On the other hand, it’s disquieting to feel that someone is “behind our screens” watching us and gaining insights about human behavior because of how you, me (and millions like us) are playing these games. These social scientists and marketers are looking at how we respond to different sounds, colors and kinds of movement. They are even changing the variables we encounter in these games while we’re playing them to see if we do things differently or faster or better.
What’s going on here, and where is the upside for us in this kind of scrutiny?
Kristian Segerstrale is an economist and co-founder of a company called Playfish that makes on-line games. In an interview, he described the difficulty social scientists have traditionally had gaining reliable information from behavioral experiments because they can’t control the variables that exist in the real world. By contrast, in virtual worlds:
the data set is perfect. You know every data point with absolute certainty. In social networks you even know who the people are. You can slice and dice by gender, by age, by anything.
Segerstrale gave the following by way of example. If your on-line experience requires buying something, what happens to demand if you add a 5 percent tax to a product? What if you apply a 5 percent tax to one half of a group and a 7 percent tax to the other half? “You can conduct any experiment you want,” he says. “You might discover that women over 35 have a higher tolerance to a tax than males aged 15 to 20—stuff that’s just not possible to discover in the real world.”

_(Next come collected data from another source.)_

PR #9038, opened 2023-03-24
Fix PaperPluginMeta#getDisplayName

TheRealRyGuy:
fixes #9027, below is the only change
```java
@Override
    public @NotNull String getDisplayName() {
        return this.displayName + " v" + this.getVersion();
    }
```

PR #9098, opened 2023-04-04
Fix inconsistencies with plugin names

TheLukeGuy:
Hello! I recently noticed that -- since the introduction of Paper plugins -- there are a number of inconsistencies (and issues) with the different types of plugin names and where they're used. Below is a table showing the results of tests I conducted on multiple versions of Paper. The name of the test plugin is `Very_Fancy_Plugin`.

Test Results

The big issues with this currently (specifically with Paper plugins) are:
1. `PluginDescriptionFile#getName()` and `PaperPluginMeta#getName()` return different strings when plugin names contain underscores. This is very unintuitive and -- in the case of `PluginDescriptionFile#getName()` -- incorrect according to the [documentation](https://jd.papermc.io/paper/1.19/io/papermc/paper/plugin/configuration/PluginMeta.html#getName()):
    > - Will only contain alphanumeric characters, underscores, hyphens, and periods: [a-zA-Z0-9_\\-\\.].
2. `PluginProviderContext#getDataDirectory()` returns a directory with the version in the name, while `JavaPlugin#getDataFolder()` returns one without the version. Not only is this inconsistency unintuitive, but it's also problematic to include the version in the directory name. This is a bug caused by #9038.
3. Both of the methods mentioned in <span>#</span>2 can return directories with spaces in their names, which can be a pain to work with.
4. Plugins with underscores in their names will be listed with their original names (e.g., `Very_Fancy_Plugin`) in `/plugins`, despite those underscores being replaced with spaces (e.g., `Very Fancy Plugin`) in `/version [plugin name]`.
5. Nag messages use all kinds of name variations, sometimes containing original plugin names; other times containing original plugin names with underscores replaced with spaces; other times appending the version; etc.

**Everything below here is now irrelevant. See [this comment](https://github.com/PaperMC/Paper/pull/9098#issuecomment-1496450556) instead.**

---

~~My solution uses the following naming conventions:~~
- ~~Plugin **name** = The original name of the plugin as defined in `[paper-]plugin.yml`, e.g., `Very_Fancy_Plugin`.~~
- ~~Plugin **display name** = A human-readable name for the plugin with no defined behavior, e.g., `Very Fancy Plugin` or `Very_Fancy_Plugin`.~~
- ~~Plugin **display name + version** = The plugin's display name + version, e.g., `Very Fancy Plugin v1.0.0` or `Very_Fancy_Plugin v1.0.0`.~~

~~Specifically, my solution is to:~~
- ~~Rename the current `PluginMeta#getDisplayName` method (and all its usages) to `getDisplayNameWithVersion`.~~
- ~~Add a new `PluginMeta#getDisplayName` method that returns just the display name.~~
- ~~Modify `PluginDescriptionFile#getFullName` to use `PluginMeta#getDisplayNameWithVersion`.~~
- ~~Modify the `/plugins` and `/version` commands to use the plugin's display name.~~
- ~~Change plugin data directories to use the plugin's name in all places. This matches the behavior of Spigot plugins.~~
- ~~Change nag messages to use the plugin's display name + version in (I believe) all places.~~

~~This shouldn't cause any API breakages that render plugins uncompilable/unusable, however, naturally, this could break any plugins that depend on a specific implementation of the aforementioned methods. All of these changes will affect Paper plugins, but Spigot plugins should only be affected by the changes to `PluginMeta#getDisplayName` (as well as the addition of `PluginMeta#getDisplayNameWithVersion`).~~

~~Things I'm unsure of are:~~
~~1. Is there a better name for `PluginMeta#getDisplayNameWithVersion`? It could alternatively be `getDisplayNameAndVersion` or `getFullDisplayName` or something entirely different.~~
~~2. Should plugin logger names be changed to use display names? They're technically "displayed" to users, but it could be considered unconventional to use spaces.~~
~~3. Should `/version` tab completion be changed to use display names in some way? I think this would be a little weird considering how tab completion works, but it would be more consistent.~~
~~4. Is this even the right approach? 😬~~

---

Thanks! :)

---
Download the paperclip jar for this pull request: [paper-9098.zip](https://nightly.link/PaperMC/Paper/actions/artifacts/649665440.zip)

### DIFF
--- a/patches/server/0404-Wait-for-Async-Tasks-during-shutdown.patch
+++ b/patches/server/0404-Wait-for-Async-Tasks-during-shutdown.patch
@@ -22,7 +22,7 @@ index e189de6d2aa94e9bbb20f1477ee2e34431adb324..4a58843f7ce2dd9e50f9daf3065d056a
          // CraftBukkit end
          if (this.getConnection() != null) {
 diff --git a/src/main/java/org/bukkit/craftbukkit/CraftServer.java b/src/main/java/org/bukkit/craftbukkit/CraftServer.java
-index 4d51834b6e7bc9058579ce5c6b88f5e9e1c3155d..c92b61c0228d112c73253a5c8b6654312f2b6e95 100644
+index 4d51834b6e7bc9058579ce5c6b88f5e9e1c3155d..670ad9f79e2430e956ef204c7e7bf0c651810c06 100644
 --- a/src/main/java/org/bukkit/craftbukkit/CraftServer.java
 +++ b/src/main/java/org/bukkit/craftbukkit/CraftServer.java
 @@ -1002,6 +1002,31 @@ public final class CraftServer implements Server {
@@ -46,8 +46,8 @@ index 4d51834b6e7bc9058579ce5c6b88f5e9e1c3155d..c92b61c0228d112c73253a5c8b665431
 +            Plugin plugin = worker.getOwner();
 +            getLogger().log(Level.SEVERE, String.format(
 +                "Nag author(s): '%s' of '%s' about the following: %s",
-+                plugin.getDescription().getAuthors(),
-+                plugin.getDescription().getFullName(),
++                plugin.getPluginMeta().getAuthors(),
++                plugin.getPluginMeta().getDisplayName(),
 +                "This plugin is not properly shutting down its async tasks when it is being shut down. This task may throw errors during the final shutdown logs and might not complete before process dies."
 +            ));
 +        }
--- a/patches/server/0404-Wait-for-Async-Tasks-during-shutdown.patch
+++ b/patches/server/0404-Wait-for-Async-Tasks-during-shutdown.patch
@@ -22,10 +22,10 @@ index e189de6d2aa94e9bbb20f1477ee2e34431adb324..4a58843f7ce2dd9e50f9daf3065d056a
          // CraftBukkit end
          if (this.getConnection() != null) {
 diff --git a/src/main/java/org/bukkit/craftbukkit/CraftServer.java b/src/main/java/org/bukkit/craftbukkit/CraftServer.java
-index bec471a617780e4fa88d4c559c42175370687d7b..9e278a740cf7cb7a593d76f01d6aa590407b087b 100644
+index 4d51834b6e7bc9058579ce5c6b88f5e9e1c3155d..c92b61c0228d112c73253a5c8b6654312f2b6e95 100644
 --- a/src/main/java/org/bukkit/craftbukkit/CraftServer.java
 +++ b/src/main/java/org/bukkit/craftbukkit/CraftServer.java
-@@ -1002,6 +1002,35 @@ public final class CraftServer implements Server {
+@@ -1002,6 +1002,31 @@ public final class CraftServer implements Server {
          org.spigotmc.WatchdogThread.hasStarted = true; // Paper - Disable watchdog early timeout on reload
      }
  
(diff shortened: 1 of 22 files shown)


Owen1212055:
Thank you for your very detailed PR!
Because it changes directory names, we most likely want to get a fix for this out ASAP.
 
Instead of introducing another method, can we try to get the paper plugin implemention to match the bukkit implementation as close as possible? Instead of having to introduce some new method. 

So, whatever the current plugin description file implementation is, consider that the standard.

TheLukeGuy:
Sure! I just assumed that the underscore to space thing was intentional, which formed the basis of the changes I made. Just to be clear, you want that gone entirely so it's consistent with Bukkit plugins? Even in `getDisplayName`?

Owen1212055:
Yes, ideally we can just make it all consistent.

patches/server/0659-Add-System.out-err-catcher.patch
```diff
@@ -89,7 +89,7 @@ index 0000000000000000000000000000000000000000..76d0d00cd6742991e3f3ec827a75ee87
 +                    String.format("Nag author(s): '%s' of '%s' about their usage of System.out/err.print. "
 +                            + "Please use your plugin's logger instead (JavaPlugin#getLogger).",
 +                        plugin.getDescription().getAuthors(),
-+                        plugin.getName())
++                        plugin.getDescription().getFullName())
```
Owen1212055: Ideally this should call the meta method instead of description

patches/server/0404-Wait-for-Async-Tasks-during-shutdown.patch
```diff
@@ -44,14 +44,10 @@ index bec471a617780e4fa88d4c559c42175370687d7b..9e278a740cf7cb7a593d76f01d6aa590
...
-+            String author = "<NoAuthorGiven>";
-+            if (plugin.getDescription().getAuthors().size() > 0) {
-+                author = plugin.getDescription().getAuthors().get(0);
-+            }
 +            getLogger().log(Level.SEVERE, String.format(
-+                "Nag author: '%s' of '%s' about the following: %s",
-+                author,
-+                plugin.getDescription().getName(),
++                "Nag author(s): '%s' of '%s' about the following: %s",
++                plugin.getDescription().getAuthors(),
```
Owen1212055: Same for these too

TheLukeGuy:
Sounds good! Here's the updated table of names:

Test Results

Owen1212055 (approved):
I think this is good. Thank you so much for the in-depth testing here!

TheLukeGuy:
Rebased on PaperMC/master

TheLukeGuy:
Sure! I believe that testing a lot of the behavior here (like the `PluginDescriptionFile`'s name + display name + full name, as well as the plugin's data directory) would require creating a test instance of `JavaPlugin` which I don't think could be done without adding an extra constructor to `JavaPlugin` that takes a `ConfiguredPluginClassLoader` or something. Should I do that, or should the tests just be specific to `PaperPluginMeta`? Or am I missing something else?

Owen1212055:
Just make the test specific to ``PaperPluginMeta``. Make public methods to modify fields, but make sure to mark them with a @TestOnly annotation.

TheLukeGuy:
Is that good?

Tests passed: 2 of 2 tests – 92ms

I can't think of any other tests that would work without a `JavaPlugin`.

Owen1212055:
Perfect, can we also have a test that accounts for the whole underscore logic?

TheLukeGuy:
Sorry, not totally sure what you mean by the underscore logic? I think the current tests would cover underscore issues as accurately as it can without creating a plugin, but is there something else specifically that should be tested?

Owen1212055:
Nevermind, I see what you mean. Looks good to me! 😄

Owen1212055 (approved):

TheLukeGuy:
Sounds good, thanks! :D

Machine-Maker (approved):

Owen1212055:
Thank you for your contribution! 😄

PR #9102, opened 2023-04-07
Add mob spawner ranges changes and API

DavidTs93:
- Add vertical range to mob spawners
- Add Paper settings for default mob spawner ranges (in `paper-global.yml`)
- Add API for mob spawner's vertical range
- Change the existing mob spawner range API's details to represent the change

### DIFF
--- a/patches/api/0417-Add-mob-spawner-ranges-API.patch
+++ b/patches/api/0417-Add-mob-spawner-ranges-API.patch
@@ -1,0 +1,71 @@
+From 0000000000000000000000000000000000000000 Mon Sep 17 00:00:00 2001
+From: DavidTs93 <david.ts93@gmail.com>
+Date: Fri, 7 Apr 2023 19:28:25 +0300
+Subject: [PATCH] Add mob spawner ranges API
+
+
+diff --git a/src/main/java/org/bukkit/block/CreatureSpawner.java b/src/main/java/org/bukkit/block/CreatureSpawner.java
+index 5bbae759ce39d42886994e500fd9454ec328f804..1e79a6068297fc96d5eca215a802a1345b70aa5a 100644
+--- a/src/main/java/org/bukkit/block/CreatureSpawner.java
++++ b/src/main/java/org/bukkit/block/CreatureSpawner.java
+@@ -174,33 +174,52 @@ public interface CreatureSpawner extends TileState {
+      * in order for this spawner to be active.
+      */
+     public void setRequiredPlayerRange(int requiredPlayerRange);
+-
++    
++    // Paper start
+     /**
+-     * Get the radius around which the spawner will attempt to spawn mobs in.
++     * Get the horizontal radius around which the spawner will attempt to spawn mobs in.
+      * <br>
+      * This area is square, includes the block the spawner is in, and is
+      * centered on the spawner's x,z coordinates - not the spawner itself.
+      * <br>
+-     * It is 2 blocks high, centered on the spawner's y-coordinate (its bottom);
++     * It is {@link #getSpawnRangeVertical()} + 1 blocks high, centered on the spawner's y coordinate (its bottom);
+      * thus allowing mobs to spawn as high as its top surface and as low
+-     * as 1 block below its bottom surface.
++     * as {@link #getSpawnRangeVertical()} blocks below its bottom surface.
+      * <br>
+      * Default value is 4.
+      *
+-     * @return the spawn range
++     * @return the horizontal spawn range
+      */
+     public int getSpawnRange();
+ 
+     /**
+-     * Set the new spawn range.
++     * Set the new horizontal spawn range.
+      * <br>
+      *
+-     * @param spawnRange the new spawn range
++     * @param spawnRange the new horizontal spawn range
+      * @see #getSpawnRange()
+      */
+     public void setSpawnRange(int spawnRange);
+ 
+-    // Paper start
++    /**
++     * Get the vertical radius around which the spawner will attempt to spawn mobs in.
++     * <br>
++     * Default value is 1.
++     *
++     * @return the vertical spawn range
++     * @see #getSpawnRange()
++     */
++    public int getSpawnRangeVertical();
++    
++    /**
++     * Set the new vertical spawn range.
++     * <br>
++     *
++     * @param spawnRangeVertical the new vertical spawn range
++     * @see #getSpawnRangeVertical()
++     */
++    public void setSpawnRangeVertical(int spawnRangeVertical);
++
+     /**
+      * Check if spawner is activated (a player is close enough)
+      *
--- a/patches/api/0417-Add-mob-spawner-ranges-API.patch
+++ b/patches/api/0417-Add-mob-spawner-ranges-API.patch
@@ -5,16 +5,12 @@ Subject: [PATCH] Add mob spawner ranges API
 
 
 diff --git a/src/main/java/org/bukkit/block/CreatureSpawner.java b/src/main/java/org/bukkit/block/CreatureSpawner.java
-index 5bbae759ce39d42886994e500fd9454ec328f804..1e79a6068297fc96d5eca215a802a1345b70aa5a 100644
+index 5bbae759ce39d42886994e500fd9454ec328f804..dbe8e405d261b867c972b83eb923ba836d1d2e1a 100644
 --- a/src/main/java/org/bukkit/block/CreatureSpawner.java
 +++ b/src/main/java/org/bukkit/block/CreatureSpawner.java
-@@ -174,33 +174,52 @@ public interface CreatureSpawner extends TileState {
-      * in order for this spawner to be active.
-      */
+@@ -176,31 +176,50 @@ public interface CreatureSpawner extends TileState {
      public void setRequiredPlayerRange(int requiredPlayerRange);
--
-+    
-+    // Paper start
+ 
      /**
 -     * Get the radius around which the spawner will attempt to spawn mobs in.
 +     * Get the horizontal radius around which the spawner will attempt to spawn mobs in.
@@ -46,7 +42,7 @@ index 5bbae759ce39d42886994e500fd9454ec328f804..1e79a6068297fc96d5eca215a802a134
       */
      public void setSpawnRange(int spawnRange);
  
--    // Paper start
+     // Paper start
 +    /**
 +     * Get the vertical radius around which the spawner will attempt to spawn mobs in.
 +     * <br>
--- a/patches/api/0417-Add-mob-spawner-ranges-API.patch
+++ b/patches/api/0417-Add-mob-spawner-ranges-API.patch
@@ -5,7 +5,7 @@ Subject: [PATCH] Add mob spawner ranges API
 
 
 diff --git a/src/main/java/org/bukkit/block/CreatureSpawner.java b/src/main/java/org/bukkit/block/CreatureSpawner.java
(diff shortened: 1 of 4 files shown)


patches/api/0417-Add-mob-spawner-ranges-API.patch
```diff
@@ -0,0 +1,71 @@
...
++     * Set the new horizontal spawn range.
+      * <br>
+      *
+-     * @param spawnRange the new spawn range
++     * @param spawnRange the new horizontal spawn range
+      * @see #getSpawnRange()
+      */
+     public void setSpawnRange(int spawnRange);
+ 
+-    // Paper start
```
Machine-Maker: I would keep the comment here. You don't need to include Javadoc changes inside paper start/end comments.

patches/server/0977-Add-mob-spawner-ranges-changes-and-API.patch
```diff
@@ -0,0 +1,108 @@
...
+--- a/src/main/java/io/papermc/paper/configuration/GlobalConfiguration.java
++++ b/src/main/java/io/papermc/paper/configuration/GlobalConfiguration.java
+@@ -276,6 +276,14 @@ public class GlobalConfiguration extends ConfigurationPart {
+                 executor.setMaximumPoolSize(_chatExecutorMaxSize);
+             }
+         }
++
++        public MobSpawnerRange mobSpawnerRange;
++
++        public class MobSpawnerRange extends ConfigurationPart {
```
Machine-Maker: Should this make some mention of the fact that it's the default range? So like DefaultMobSpawnerRange?

Otherwise it might be more likely to be misinterpreted as overriding any other changes plugins made.

patches/server/0977-Add-mob-spawner-ranges-changes-and-API.patch
```diff
@@ -0,0 +1,108 @@
...
++        }
++        // Paper end
+ 
+         this.displayEntity = null;
+     }
+@@ -313,6 +322,7 @@ public abstract class BaseSpawner {
+         nbt.putShort("MaxNearbyEntities", (short) this.maxNearbyEntities);
+         nbt.putShort("RequiredPlayerRange", (short) this.requiredPlayerRange);
+         nbt.putShort("SpawnRange", (short) this.spawnRange);
++        nbt.putShort("SpawnRangeVertical", (short) this.spawnRangeVertical); // Paper
```
molor: I think `Paper.SpawnRangeVertical` should be used instead

patches/server/0977-Add-mob-spawner-ranges-changes-and-API.patch
```diff
@@ -0,0 +1,108 @@
...
+ 
+                         if (k >= this.maxNearbyEntities) {
+                             this.delay(world, pos);
+@@ -290,6 +293,12 @@ public abstract class BaseSpawner {
+         if (nbt.contains("SpawnRange", 99)) {
+             this.spawnRange = nbt.getShort("SpawnRange");
+         }
++    
++        // Paper start
++        if (nbt.contains("SpawnRangeVertical", 99)) {
```
Machine-Maker: Prefix the key with "Paper." so there is no chance if a key conflict in the future. Also it'd be good to make a private static final String field with the key.

Machine-Maker (changes requested):
Thanks for the contribution!

Just have a couple minor suggestions.

patches/server/0977-Add-mob-spawner-ranges-changes-and-API.patch
DavidTs93: What if someone changes it via a plugin?

DavidTs93: Sorry, I'm new to this whole business, guess you're right :D
I'll add it

DavidTs93:
> Thanks for the contribution!
> 
> Just have a couple minor suggestions.

I agree with these, but how do I make those changes and add them to this PR? I'm new to this whole thing...

Machine-Maker:
> I agree with these, but how do I make those changes and add them to this PR? I'm new to this whole thing...

So what you want to do is edit the patches by ammending to the commits you created in `Paper-Server` and `Paper-API`. Since your patches are the newest patches, just doing `git commit --amend --no-edit` once you've staged changes inside the `-Server` and `-API` directories will merge them into the commit. Then you can `./gradlew rebuildPatches` to rebuild the patches.

DavidTs93:
> > I agree with these, but how do I make those changes and add them to this PR? I'm new to this whole thing...
> 
> So what you want to do is edit the patches by ammending to the commits you created in `Paper-Server` and `Paper-API`. Since your patches are the newest patches, just doing `git commit --amend --no-edit` once you've staged changes inside the `-Server` and `-API` directories will merge them into the commit. Then you can `./gradlew rebuildPatches` to rebuild the patches.

I've added them - hopefully I did it correctly 😁

patches/api/0417-Add-mob-spawner-ranges-API.patch
DavidTs93, line 1: This doesn't fix any other problem, just the first fix (maybe there'll be more so first) so added "#1", didn't know it would associate with something else... Sorry

DavidTs93:
@Machine-Maker do I need to do something now or am I just waiting for this to be approved?

patches/api/0417-Add-mob-spawner-ranges-API.patch
```diff
@@ -0,0 +1,67 @@
...
+     // Paper start
++    /**
++     * Get the vertical radius around which the spawner will attempt to spawn mobs in.
++     * <br>
++     * Default value is 1.
++     *
++     * @return the vertical spawn range
++     * @see #getSpawnRange()
++     */
++    public int getSpawnRangeVertical();
```
Machine-Maker: I think "VerticalSpawnRange" sounds better than SpawnRangeVertical. Its more correct English. Same for all the mentions of those 3 words. Best to stick to the more grammatically correct version.

patches/server/0977-Add-mob-spawner-ranges-changes-and-API.patch
```diff
@@ -0,0 +1,117 @@
...
+diff --git a/src/main/java/net/minecraft/world/level/BaseSpawner.java b/src/main/java/net/minecraft/world/level/BaseSpawner.java
+index 31ac0e5ca26c7bdfa9b710d0bb78d846ddf6863e..0e084a9516f6220065c8f2be175f74be1a036277 100644
+--- a/src/main/java/net/minecraft/world/level/BaseSpawner.java
++++ b/src/main/java/net/minecraft/world/level/BaseSpawner.java
+@@ -4,6 +4,8 @@ import com.mojang.logging.LogUtils;
+ import java.util.Optional;
+ import java.util.function.Function;
+ import javax.annotation.Nullable;
++
++import io.papermc.paper.configuration.GlobalConfiguration;
```
Machine-Maker: Don't add this import, instead use the fully qualified class name on the line that needs it. Generally we don't add imports to files we don't create cause it can cause extra merge conflicts when rebasing on upstream changes.

patches/server/0977-Add-mob-spawner-ranges-changes-and-API.patch
```diff
@@ -0,0 +1,117 @@
...
+ import net.minecraft.core.BlockPos;
+ import net.minecraft.core.particles.ParticleTypes;
+ import net.minecraft.core.registries.BuiltInRegistries;
+@@ -27,7 +29,7 @@ import net.minecraft.world.phys.AABB;
+ import org.slf4j.Logger;
+ 
+ public abstract class BaseSpawner {
+-
++    private static final String SPAWN_RANGE_VERTICAL_TAG = "Paper.SpawnRangeVertical";
```
Machine-Maker: Make this just a line addition instead of a line replacement (and add a `// Paper` comment).

Machine-Maker (changes requested):

DavidTs93:
@Machine-Maker everything changed, anything else needs to be done before this can be merged?
Also thx for all the help!

patches/server/1015-Add-mob-spawner-ranges-changes-and-API.patch
```diff
@@ -0,0 +1,119 @@
...
+ 
+                         if (k >= this.maxNearbyEntities) {
+                             this.delay(world, pos);
+@@ -284,6 +287,12 @@ public abstract class BaseSpawner {
+         if (nbt.contains("SpawnRange", 99)) {
+             this.spawnRange = nbt.getShort("SpawnRange");
+         }
++    
++        // Paper start
++        if (nbt.contains(SPAWN_RANGE_VERTICAL_TAG, 99)) {
```
Lulu13022002, line 84: You can use the Tag.TAG_ANY_NUMERIC constant

patches/server/1015-Add-mob-spawner-ranges-changes-and-API.patch
```diff
@@ -0,0 +1,119 @@
...
+         public boolean loadPermissionsYmlBeforePlugins = true;
+diff --git a/src/main/java/net/minecraft/world/level/BaseSpawner.java b/src/main/java/net/minecraft/world/level/BaseSpawner.java
+index 633500aefd515df5dadda3802b94079f75a03fa0..c557a0d51699c9ecfeee3fa2b3564910f0483032 100644
+--- a/src/main/java/net/minecraft/world/level/BaseSpawner.java
++++ b/src/main/java/net/minecraft/world/level/BaseSpawner.java
+@@ -4,6 +4,7 @@ import com.mojang.logging.LogUtils;
+ import java.util.Optional;
+ import java.util.function.Function;
+ import javax.annotation.Nullable;
++
```
Lulu13022002, line 38: This newline is not needed

patches/api/0429-Add-mob-spawner-ranges-API.patch
```diff
@@ -0,0 +1,67 @@
...
++     * Default value is 1.
++     *
++     * @return the vertical spawn range
++     * @see #getSpawnRange()
++     */
++    public int getVerticalSpawnRange();
++    
++    /**
++     * Set the new vertical spawn range.
++     * <br>
```
Lulu13022002, line 58: This newline is not needed

patches/server/1015-Add-mob-spawner-ranges-changes-and-API.patch
```diff
@@ -0,0 +1,119 @@
...
++        public class DefaultMobSpawnerValues extends ConfigurationPart {
++            public Range range;
++            
++            public class Range extends ConfigurationPart {
++                public int horizontal = 4;
++                public int vertical = 1;
++            }
++        }
++
```
Lulu13022002, line 26: This should be in the config patch ([0005-Paper-config-files.patch](https://github.com/PaperMC/Paper/blob/master/patches/server/0005-Paper-config-files.patch))

Machine-Maker (commented):
I'm not sold on the usefulness or virtue of having the global defaults. They won't apply retroactively to any already-generated spawners because the NBT is already set to 4. I think adding a default for the height is better, but they are already controllable via a plugin.

DavidTs93:
@kennytv why was this closed?

lynxplay:
The master branch was deleted as we have now been on the post paper hardfork layout for 4 full months and this PR hasn't been updated for it.

PR #9103, opened 2023-04-07
Fix demo flag not enabling demo mode

### LINKED ISSUE #9046: Demo mode does not work
### Expected behavior

When started with the `demo` parameter, the server should start in demo mode like vanilla.

### Observed/Actual behavior

The server does not start in demo mode.

CraftBukkit replaces the main() method and sets the demo options correctly (`Main`, L260). However, MinecraftServer#setDemo is commented out and never called, so the server does not run in demo mode (Line 304).

### Steps/models to reproduce

1. Start server with `demo`
2. No demo.

### Plugin and Datapack List

Not relevant

### Paper version

1.19.4 470

### Other

Im a bit unsure if there is a reason behind doing this. It being commented out seems somewhat intentional, but the demo mode really doesn't do much.

Warriorrrr:
Closes #9046

### DIFF
--- a/patches/server/0974-Fix-demo-flag-not-enabling-demo-mode.patch
+++ b/patches/server/0974-Fix-demo-flag-not-enabling-demo-mode.patch
@@ -1,0 +1,20 @@
+From 0000000000000000000000000000000000000000 Mon Sep 17 00:00:00 2001
+From: Warrior <50800980+Warriorrrr@users.noreply.github.com>
+Date: Fri, 7 Apr 2023 20:11:17 +0200
+Subject: [PATCH] Fix demo flag not enabling demo mode
+
+https://github.com/PaperMC/Paper/issues/9046
+
+diff --git a/src/main/java/net/minecraft/server/Main.java b/src/main/java/net/minecraft/server/Main.java
+index c6fa6bcd66d61359124a8426b919493c6ec43f06..cdbf10339a8e8846a8c364de483a0ccd95cd225a 100644
+--- a/src/main/java/net/minecraft/server/Main.java
++++ b/src/main/java/net/minecraft/server/Main.java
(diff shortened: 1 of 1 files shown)


Owen1212055 (approved):

patches/server/0977-Fix-demo-flag-not-enabling-demo-mode.patch
```diff
@@ -0,0 +1,20 @@
...
+index c6fa6bcd66d61359124a8426b919493c6ec43f06..cdbf10339a8e8846a8c364de483a0ccd95cd225a 100644
+--- a/src/main/java/net/minecraft/server/Main.java
++++ b/src/main/java/net/minecraft/server/Main.java
+@@ -301,7 +301,7 @@ public class Main {
+                 /*
+                 dedicatedserver1.setSingleplayerProfile(optionset.has(optionspec8) ? new GameProfile((UUID) null, (String) optionset.valueOf(optionspec8)) : null);
+                 dedicatedserver1.setPort((Integer) optionset.valueOf(optionspec11));
+-                dedicatedserver1.setDemo(optionset.has(optionspec2));
++                */dedicatedserver1.setDemo(optionset.has("demo"));/* // Paper - Restore setting the demo mode
+                 dedicatedserver1.setId((String) optionset.valueOf(optionspec12));
```
Lulu13022002: The serverId / singleplayer profile is also affected

electronicboy (approved):

patches/server/0977-Fix-demo-flag-not-enabling-demo-mode.patch
Owen1212055: Will pull this fix for now. If people want these options, this fix can prolly be extended.

PR #9108, opened 2023-04-09
Fix NPE due to Nullable Color in CraftMetaColorableArmor

Moulberry:
CraftMetaLeatherArmor prevents this.color from being set to null by substituting DEFAULT_LEATHER_COLOR CraftMetaColorableArmor does not do this, causing various NPEs when leather armor does not have a color NBT tag

This fix copies the setColor method from CraftMetaLeatherArmor and uses it in CraftMetaColorableArmor


Warriorrrr:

What this means is that people who want to sell you things or motivate you to do something are now able to learn more than they have ever been able to learn before about what is likely to influence your behavior.
Being treated like ingredients to be “sliced and diced” has risks for us, but also possibilities.
None of us want to relinquish our freedom and become automatons, manipulated into doing what others want us to do. We do well to remember national experiments in social engineering, like the tragedy of the Cultural Revolution in China and the choreographed death spiral in North Korea.
But we also need to recognize the potential in this brave new world for good.
The behavior of millions of men and women whose voices had never been heard before was changed by lessons learned on-line, ultimately producing the Arab Spring.
The behavior of individuals facing repression every day in places like Iran and Syria is fortified by the virtual support of those who are struggling with them.
Your behavior, and the behavior of millions of people who are playing these social games, is being shaped and reinforced in similar ways. It is a training ground for changing the real world with new and better kinds of work.
Social benefit games are giving us a recipe for transformation—and the ingredients are getting better all the time.